Well, we can see that performance in the current season (thick green line) is lower than last season (the blue line). Indeed, after game 10 in early November 2014, the UK media identified that this was the worst start to the season since 1986. But since then, there's been an upturn in performance and at the time of writing, Manchester United have won their last two matches. So perhaps things aren't too bad for Louis van Gaal. However, the situation looks slightly different if we overlay the line for the previous season, 2012-2013, which was Sir Alex Ferguson's final season in charge.

You can see the red line indicating the stronger performance that Manchester United achieved with Sir Alex Ferguson, and how the comparison between the two newer managers pales into insignificance when you look at how they've performed against him. There's a message here about comparing two test recipes when they've both performed badly against the control recipe, but we'll move on.

There have been some interesting results for Manchester United already this season, in particular, a defeat by Leicester City (a much smaller team who had just been promoted into the Premier League, and were generally regarded as underdogs in this match). The 5-3 defeat by Leicester rewrote the history books. Among other things...

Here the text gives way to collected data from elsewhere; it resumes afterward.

PR #894, opened 2020-04-23
Add a new boolean to enable/disable power optimization check for network requests

kreedula:
- Also removed `usageStatsManagerWrapper.isAppInactive` check, as it doesn't seem(no documentation) the right away for us to determine if the app as network or not.


common/src/main/java/com/microsoft/identity/common/internal/broker/BrokerRequest.java
```diff
@@ -476,6 +488,11 @@ public AbstractAuthenticationScheme getAuthenticationScheme() {
             return this;
         }
 
+        public BrokerRequest.Builder powerOptCheckEnabled(@NonNull final boolean powerOptCheckEnabled) {
```
shahzaibj, line 491: nonnull isn't needed

common/src/main/java/com/microsoft/identity/common/adal/internal/net/HttpWebRequest.java
```diff
@@ -188,21 +188,20 @@ public HttpWebResponse send() throws IOException {
      * @param context Context
      * @throws ClientException throw network exception
      */
-    public static void throwIfNetworkNotAvailable(final Context context) throws ClientException {
+    public static void throwIfNetworkNotAvailable(final Context context, final boolean powerOptCheckEnabled) throws ClientException {
```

- It was the first time Leicester had scored five or more goals in 14 years- It was the first time Man Utd have ever conceded four or more goals in a Premier League game against a newly-promoted team
- It was the first time Leicester City have scored four or more goals against Manchester Utd in the league since April 1963

But apart from the anecdotal evidence, what statistical evidence is there that we could point to that would highlight the reason for the recent decline in performance? Where should the new manager focus his efforts for improvement -based on the data (I haven't watched any of the matches in question).

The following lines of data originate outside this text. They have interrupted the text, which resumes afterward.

PR #898, opened 2020-04-27
Move canUseAccountManagerOperation() to common

rpdome:
As this'll be used in both MSAL and Broker. I...
- moved the logic here from WPJ - see https://github.com/AzureAD/ad-accounts-for-android/pull/1286
- migrated the MANAGE_ACCOUNT permission check from MSAL. (We currently don't run into any issue in Broker because all Broker consumers are >= M)

### DIFF
--- a/common/src/main/java/com/microsoft/identity/common/internal/util/AccountManagerUtil.java
+++ b/common/src/main/java/com/microsoft/identity/common/internal/util/AccountManagerUtil.java
@@ -34,10 +34,12 @@ import androidx.annotation.NonNull;
 import com.microsoft.identity.common.adal.internal.AuthenticationConstants;
 import com.microsoft.identity.common.internal.logging.Logger;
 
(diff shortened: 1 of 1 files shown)


common/src/main/java/com/microsoft/identity/common/internal/util/AccountManagerUtil.java
```diff
@@ -0,0 +1,90 @@
...
+import android.os.Build;
+import android.os.UserManager;
+
+import androidx.annotation.NonNull;
+
+import com.microsoft.identity.common.adal.internal.AuthenticationConstants;
+import com.microsoft.identity.common.internal.logging.Logger;
+
+public class AccountManagerUtil {
+    private final static String TAG = AccountManagerUtil.class.getSimpleName();
```
AdamBJohnsonx, line 38: nit: modifier ordering should be consistent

Let's compare three useful metrics that show Manchester United's performance over the first 10 games of the season: goals scored, goals conceded and clean sheets (i.e. matches where they conceded no goals). Same colour-scheme as before:

This graph highlights (in a way I was not expecting) the clear way that Sir Alex Ferguson's successors need to improve: their teams need to score more goals. I know that seems obvious, but we've identified that the team's defence is adequate, conceding fewer or the same number as in Alex Ferguson's season. However, this data is a little-oversimplified, since it also hides the 5-3 defeat I gave as an example above, where the press analysis after the match showed 'defensive frailties' in the Manchester United team. Clearly more digging would be required to identify the true root cause - but I'd still start with 'How can we score more goals'.

Disclaimers:
- The first ten games for each season are not against the same teams, so the 2012-13 season may have been 'easier' than the subsequent seasons (in fact, David Moyes made this complaint before the 2013-14 season had even started).
- Ten games is not a representative sample of a 38-game season, but we're not looking at the season, we're just comparing how they start. We aren't giving ourselves the benefit of hindsight.
- I am a Liverpool fan, and at the time of writing, the Liverpool manager has had a run of four straight defeats. Perhaps I should have analysed his performance instead. No football manager is perfect (and I hear that Arsenal are also having a bad season).

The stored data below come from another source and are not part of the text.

PR #902, opened 2020-05-04
ADAL adapter fix

rpdome:
We accidentally passed a hardcoded key into the clientId field, instead of the actual value from the bundle.

### DIFF
--- a/common/src/main/java/com/microsoft/identity/common/internal/request/AdalBrokerRequestAdapter.java
+++ b/common/src/main/java/com/microsoft/identity/common/internal/request/AdalBrokerRequestAdapter.java
@@ -165,7 +165,7 @@ public class AdalBrokerRequestAdapter implements IBrokerRequestAdapter {
                 .extraQueryStringParameters(extraQP)
                 .authority(authority)
                 .scopes(scopes)
-                .clientId(AuthenticationConstants.Broker.ACCOUNT_CLIENTID_KEY)
+                .clientId(intent.getStringExtra(AuthenticationConstants.Broker.ACCOUNT_CLIENTID_KEY))
                 .redirectUri(redirectUri)
                 .loginHint(intent.getStringExtra(AuthenticationConstants.Broker.ACCOUNT_NAME))
                 .correlationId(correlationIdString)


common/src/main/java/com/microsoft/identity/common/internal/request/AdalBrokerRequestAdapter.java
```diff
@@ -165,7 +165,7 @@ public BrokerInteractiveTokenCommandParameters brokerInteractiveParametersFromAc
                 .extraQueryStringParameters(extraQP)
                 .authority(authority)
                 .scopes(scopes)
-                .clientId(AuthenticationConstants.Broker.ACCOUNT_CLIENTID_KEY)
+                .clientId(intent.getStringExtra(AuthenticationConstants.Broker.ACCOUNT_CLIENTID_KEY))
```
AdamBJohnsonx, line 168: Is this related to an issue, or should there be more in the commit message stating why this alteration needs to be made?

kreedula, line 168: How are the requests working without a client id or how did they work :roll_eyes:  ?
Can you add a desc of the issue?

kreedula: Oh okay this is a regression due to `lombok` related changes, so looks like we haven't tested ADAL with broker for these changes.

shahzaibj: Yeah we haven't tested ADAL with Broker since my Lombok changes. I believe we don't have a version of ADAL with the latest common so it should be working. I guess, Teams will run into issues as they dual stack

rpdome: Yes, we accidentally passed a hardcoded key into the clientId field, instead of the actual value.

rpdome: @kreedula  added.

rpdome: @kreedula On top of what @shahzaibj said, prod ADAL uses 2.0.5, so they won't run into this issue.

shahzaibj: @rpdome I believe Teams can still run into the issue, right? I believe they use the `common` pulled by `MSAL` and they could run into this with the latest MSAL I believe. Have they reported anything?

rpdome: Oh, by 'they' I meant prod ADAL. Yes, Teams would still run into the issue (which is why I said "on top of what you said". Grammar mistake :D

rpdome: It's actually super easy to repro. My guess is that they haven't tried ADAL flow :D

So: should Manchester United sack Louis van Gaal? Well, they didn't sack David Moyes until there were only about six matches left until the end of the season; it seems harsh to fire Louis van Gaal just yet (it seems that the main reason for sacking David Moyes was actually the Manchester United share price, which also recovered after he'd been fired). I shall keep on reviewing Manchester United's performance and see how the team performs, and how the share price tracks it.

I whole-heartedly endorse making data-supported decisions, but only if you have the full context. Here, it's hard to call (I haven't got enough data), especially since you're only looking at a before/after analysis compared to an A/B test (which would be a luxury here, and probably involve time travel). And that, I guess, is the fun (?) of sport.

Thursday, 6 November 2014

Building Momentum in Online Testing - Key Takeaways

As I mentioned in my previous post, I was recently invited to speak at the eMetrics Summit in London, and based on discussions afterwards, the content was really useful to the attendees. I'm glad that people were able to find it useful, and here, I'd like to share some of the key points that I raised (and some that I forgot to mention).

Image Credit: eMetrics Summit official photography

There are a large number of obstacles to building momentum with an optimisation program, but most of them can be grouped into one of these categories:

A. Lack of development resource (HTML and JavaScript developers)
B. Lack of management buy-in and access to resource
C. Tests take too long to develop, run, or call a winner
D. Tests keep losing (or, perversely, tests keep winning and the view is that "testing is completed")
E. Lack of design resource (UXers or designers)

These issues can be addressed in a number of ways, and the general ideas I outlined were:

1. If you need to improve your win rate, or if you don't have much development resource, re-use your existing mboxes and iterate. You won't need to wait for IT deployments or for a developer to code new 'mboxes', you can use them again, test and learn and test again.

2. If you need to improve the impact of your tests (i.e. your tests are producing flat results, or the wins are very small) then make more dramatic changes to your test recipes, and create. I commented that generally speaking, the more differences there are between control and the test recipe, the greater the difference in performance (which may be positive or negative). If you keep iterating and making small changes, you'll probably see smaller lifts or falls; if you take a leap into the unknown, you'll either fly or crash.

Remember not to throw out your analytics just because you're being creative - you'll need to look at the analytics carefully, as always, and any and all VOC data you have. The key difference is that you're testing bigger changes, more changes, or both - you shouldn't be trying new ideas just because they seem good (you'll still need some reason for the recipe).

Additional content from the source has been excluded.